Following and leading in a partner dance is accomplished by maintaining a physical connection called the frame that allows the lead to transmit body movement to the follow, and for the follow to suggest ideas to the lead.

Connection occurs in both open and closed dance positions (also called "open frame" and "closed frame").

In closed position with body contact, connection is achieved by maintaining a frame, a stable structural combination of both bodies maintained through the dancers' arms and/or legs. The follow moves to match the lead, maintaining the pressure between the two bodies as well as the position.

In an open position or a closed position without body contact, the hands and arms alone provide the connection, which may be one of three forms: tension, compression or neutral.

  • During tension or leverage connection, the dancers are pulling away from each other with an equal and opposite force. The arms do not originate this force alone: they are often assisted by tension in trunk musculature, through body weight or by momentum.
  • During compression connection, the dancers are pushing towards each other.
  • In a neutral position, the hands do not impart any force other than the weight of the follow's hands in the lead's.

In swing dances, tension and compression may be maintained for a significant period of time. In other dances, such as Latin, tension and compression may be used as indications of upcoming movement. However, in both styles, tension and compression do not signal immediate movement: the follow must be careful not to move prior to actual movement by the lead. Until then, the dancers must match pressures without moving their hands. In some styles of Lindy Hop, the tension may become quite high without initiating movement.

The general rule for open connections is that moves of the leader's hands back, forth, left or right are originated through moves of the entire body. Accordingly, for the follower, a move of the connected hand is immediately transformed into the corresponding move of the body. Tensing the muscles and locking the arm achieves this effect but is neither comfortable nor correct. Such tension eliminates the subtler communication in the connection, and eliminates free movement up and down, such as is required to initiate many turns.
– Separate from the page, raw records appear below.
PR #9293, opened 2017-07-27
make spacemacs/delete-file to actually work on directories

d12frosted:
It didn't really worked on directories, though documentation stated that it should! I couldn't live with such knowledge as a burden, so I tried to fix that. 😸 

P. S. Also fixed that part where it kills buffer before asking user. 

P. P. S. I have implemented helper function that might be used in future. By me at least.

### DIFF
--- a/layers/+distributions/spacemacs-base/funcs.el
+++ b/layers/+distributions/spacemacs-base/funcs.el
@@ -380,16 +380,22 @@ projectile cache when it's possible.
 When ASK-USER is non-nil, user will be asked to confirm file
 removal."
   (interactive "f")
-  (when (and filename (file-exists-p filename))
-    (let ((buffer (find-buffer-visiting filename)))
-      (when buffer
-        (kill-buffer buffer)))
-    (when (or (not ask-user)
-              (yes-or-no-p "Are you sure you want to delete this file? "))
-      (delete-file filename)
+  (let ((is-dir (file-directory-p filename)))
+    (when (and (file-exists-p filename)
+               (or (not ask-user)
+                   (yes-or-no-p
+                    (message  "Are you sure you want to delete this %s? "
+                              (if is-dir "directory" "file")))))
+      (spacemacs/kill-file-or-dir-buffers filename)
+      (if (file-directory-p filename)
+          (delete-directory filename t)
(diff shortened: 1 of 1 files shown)


bmag:
Wait, there really isn't a built-in or idiomatic way to delete a directory recursively and kill all the relevant buffers? How does Dired handle it?

layers/+distributions/spacemacs-base/funcs.el
```diff
@@ -380,16 +380,22 @@ projectile cache when it's possible.
...
-      (delete-file filename)
+  (let ((is-dir (file-directory-p filename)))
+    (when (and (file-exists-p filename)
+               (or (not ask-user)
+                   (yes-or-no-p
+                    (message  "Are you sure you want to delete this %s? "
+                              (if is-dir "directory" "file")))))
+      (spacemacs/kill-file-or-dir-buffers filename)
+      (if (file-directory-p filename)
+          (delete-directory filename t)
```
bmag: Shouldn't we pass also a non-nil `trash` argument?

d12frosted: No why? We don't move files to trash, we remove them, so it's consistent with a line after. 

Though we might add an argument for trashing.

bmag: Well, we delete the files either way. The question is whether to delete them permanently (as `rm` does) or put them in the trash can (as file managers do). If we move the files to the trash then the user can still restore them if he/she realizes it was a mistake to delete the files. I think that should be the default, and that's also the default behavior of `delete-directory` when called interactively (but only when called interactively).

Same comment goes for `delete-file` below, I just missed it before.

bmag: Lets add an optional argument in any case, and lets make it have the reverse meaning when `spacemacs/delete-file` is called interactively. (same as `delete-directory`)

Miciah:
Counsel upstream recently added a "delete" action that uses `dired-delete-file`: https://github.com/abo-abo/swiper/commit/e0293f23fa3d2d027403f826175b301d0d529975.  Do we still need `spacemacs/delete-file`?

Issue #8571, opened 2017-03-23
Not possible to create new file, if another file with similar name exists


abellmann:
If I want to create a new file in spacemacs, I usually use SPC f f or C-x C-w in a new buffer.

This fails to work, if a file with a similar name already exists, because the existing file is matched and opened..

example: I want to create the file test.org, but a file sometest.org already exists in the same directory. I have no way to create the file. (note: I am using ivy).

abellmann:
In evil mode, this can be done with ":e filename", but this is more a workaround than a solution. I think it should be possible to decide in ivy, if I want to create a new file or open an existing one.

I also found, that this is possible with C-M-j in ivy, but this is anything, but intuitive..

sdwolf:
I agree, just tried it out, not intuitive but `C-M-j` is the [official keybind](https://github.com/abo-abo/swiper/blob/ac944ead01871bea01e95b09f18459c83ef1eae2/ivy.el#L275). Maybe a README file for ivy could help by documenting it, currently there is no such file.

I could start writing one if it's OK with everybody.

d12frosted:
Oh right, this particular issue bogged me as well when I tried ivy for the first time. Thanks to official documentation I've found solution pretty fast. 

There is a [good place][1] for mentioning this key binding.

  [1]: https://github.com/syl20bnr/spacemacs/blob/develop/doc/DOCUMENTATION.org#ivy

Stebalien:
Maybe bind it to something like `S-RET`, `M-RET`, or `C-RET`. Also, I've opened an issue (https://github.com/abo-abo/swiper/issues/933) to discuss ways to make this more user friendly.

fabacino:
Please see https://github.com/abo-abo/swiper/issues/933#issuecomment-310638597 for a possible solution to this issue.

duianto:
Tested on the latest master and develop branches:
- press: `SPC SPC`, type: `set-variable` and press: `RET`
- type: `ivy-use-selectable-prompt` and press: `RET`
- type: `t` and press: `RET`
- press: `SPC f f`, type: the first letter(s) of a file/folder in the current folder. The first match gets selected.
- Move up the selection `C-p` to the "Find file: " prompt, and press: `RET`

A new buffer opens, with the same name as the letters that were typed at the "Find file: " prompt. 👍

d12frosted:
[...]

PR #9309, opened 2017-07-29
set ivy-use-selectable-prompt to t

d12frosted:
Following #8571.

---

I think it's a good default. It doesn't make anyone suffer, but most importantly, might save someone from struggle while renaming file to a new name that is a prefix of old name. Just an example 😸 

Let me know if you have any objections or suggestions.


d12frosted:

PR #9316, opened 2017-07-30
Add layer for `snoopy-mode`

jgertm:
`snoopy-mode` is quite useful while programming.

### DIFF
--- a/layers/+misc/snoopy/README.org
+++ b/layers/+misc/snoopy/README.org
@@ -1,0 +1,16 @@
+#+TITLE: snoopy layer
+
+* Table of Contents                                        :TOC_4_gh:noexport:
+- [[#description][Description]]
+- [[#install][Install]]
+
+* Description
+  This layer adds ~snoopy-mode~ as a minor mode in all programming modes.
+  ~snoopy-mode~ is a minor mode for number row unshifted character insertion in
+  Emacs. It can insert characters such as ~!~ and ~@~ without pressing the shift
+  key.
+
+* Install
+  To use this configuration layer, add it to your =~/.spacemacs=. You will need to
+  add =snoopy= to the existing =dotspacemacs-configuration-layers= list in this
+  file.
--- a/layers/+misc/snoopy/packages.el
+++ b/layers/+misc/snoopy/packages.el
@@ -1,0 +1,20 @@
+;;; packages.el --- snoopy layer packages file for Spacemacs.
+;;
+;; Copyright (c) 2012-2017 Sylvain Benner & Contributors
+;;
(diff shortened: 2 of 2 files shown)


d12frosted:
Hey @jgertm,

Thank you for your PR. I am not sure if it ever will be merged as a separate layer as it kind of violates [new layer contribution policy](https://github.com/syl20bnr/spacemacs/blob/master/CONTRIBUTING.org#contributing-a-layer).

> Layer with no associated configuration will be rejected. For instance a layer with just a package and a hook can be easily replaced by the usage of the variable `dotspacemacs-additional-packages`.

Though if it's really that useful, it might get into existing layer, like `spacemacs-editing`. 

I am going to tag this PR as `- Mailing list -` in hopes to gather more input from other Spacemacs users.

AdrieanKhisbe:
Could be usefull, but as @d12frosted point out it could be a good idea to put it in spacemacs-editing.

Also a binding to turn on and off the mode would be usefull I think

smile13241324:
Just found that old PR, is it still desirable to have it merged into develop? If it is I could incorporate it into spacemacs-editing as well as cherry pick @jgertm original PR to give due credit.

smile13241324:

Snoopy mode can be activated in the newest version of the dotfile together with a custom keyboard layout.

syl20bnr:
@smile13241324 Seems there is another package that could fit the bill and is better integrated with evil: https://github.com/wbolster/evil-swap-keys
I believe it can work in insert mode only so this is handy to still have numbers easily accessible in normal mode for the universal prefix.
Also in the dotfile we should refer to this feature as `swap-keys` instead of referencing `snoopy-mode` which does not say really what it does. Snoopy is the implementation detail of the feature to swap keys.
I believe we should only expose the number row swap feature and just call it `dostspacemacs-swap-number-row` and hide the advanced feature. The value of this variable could be the keyboard layout:
- `nil` is disabled
- `qwerty-us` 
- `qwerty-ca`
- `azerty-fr`
- etc...
And let people provide new layouts.

smile13241324:
@syl20bnr good point, I will have a look at evil-swap-keys and report here.
Renaming the existing variable to remove snoopy mode is no problem, I had no clue how to describe that in English in the first place :) and swap-keys is much clearer.

I'll check how to add new keyboard layouts and try to describe that in the dotfile description in `dotspacemacs-swap-number-row`.

smile13241324:
I have had a look at evil-swap-keys it looks more polished than snoopy, I will prepare a commit to replace snoopy and make the adjustments on the dotfile.

PR #9318, opened 2017-07-30
spacemacs-base: Add key bindings for projectile-edit-dir-locals

beta1440:
This key binding opens the projects `dir-locals.el` file in a buffer.


d12frosted:

PR #9319, opened 2017-07-31
Add snippet for bundle template

nickanderson:
This brings snippet support into the cfengine layer.


beta1440:
Why not add your snippet to the [yasnippets repo?](https://github.com/AndreaCrotti/yasnippet-snippets).

nickanderson:
I suppose I could do that. Thanks for the suggestion @beta1440.

PR #9320, opened 2017-07-31
c-c++: Refactor to reduce duplication

beta1440:
Instead of repeating actions for c-mode and c++-mode and their respective hooks,
let loop through each mode or hook to reduce duplication. This makes it easier to add new functionality for the c and c++ modes.


d12frosted:

PR #9324, opened 2017-07-31
Chinese layer: update package name due to upstream renaming

et2010:
`chinese-pyim` package of Chinese layer has been renamed to `pyim`. This will use the correct package and variable names to replace the deprecated ones.


d12frosted:

Issue #9115, opened 2017-06-20
[dev] `php` layer is not show code-completion any more.


wdy1184:
#### Description :octocat:
`php` layer in develop branch is not show code-completion any more.

#### Reproduction guide :beetle:
- Checkout `develop` branch 
- Start Emacs
- Open a php file
- Type some code

*Observed behaviour:* :eyes: :broken_heart:
There is no code completion below cursor.

*Expected behaviour:* :heart: :smile:
Show `company` completion below cursor when I type.

#### System Info :computer:
- OS: darwin
- Emacs: 25.2.1
- Spacemacs: 0.200.9
- Spacemacs branch: develop (rev. d8c00ffd)
- Graphic display: t
- Distribution: spacemacs
- Editing style: hybrid
- Completion: helm
- Layers:
```elisp
(ibuffer yaml vimscript sql html python go javascript emacs-lisp common-lisp helm git org markdown syntax-checking better-defaults imenu-list dash
         (chinese :variables chinese-enable-fcitx nil)
         (gtags :variables gtags-enable-by-default t)
         (auto-completion :variables auto-completion-enable-snippets-in-popup t auto-completion-enable-sort-by-usage t :disabled-for markdown org)
         (version-control :variables version-control-diff-tool 'diff-hl version-control-global-margin t version-control-diff-side 'left)
         php)
```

Instead of just tensing the arms, connection is achieved by engaging the shoulder, upper body and torso muscles. Movement originates in the body's core. A leader leads by moving himself and maintaining frame and connection. Different forms of dance and different movements within each dance may call for differences in the connection. In some dances the separation distance between the partners remains pretty constant. In others eg Modern Jive moving closer together and further apart are fundamental to the dance, requiring flexion and extension of the arms, alternating compression and tension.

The connection between two partners has a different feel in every dance and with every partner. Good social dancers adapt to the conventions of the dance and the responses of their partners.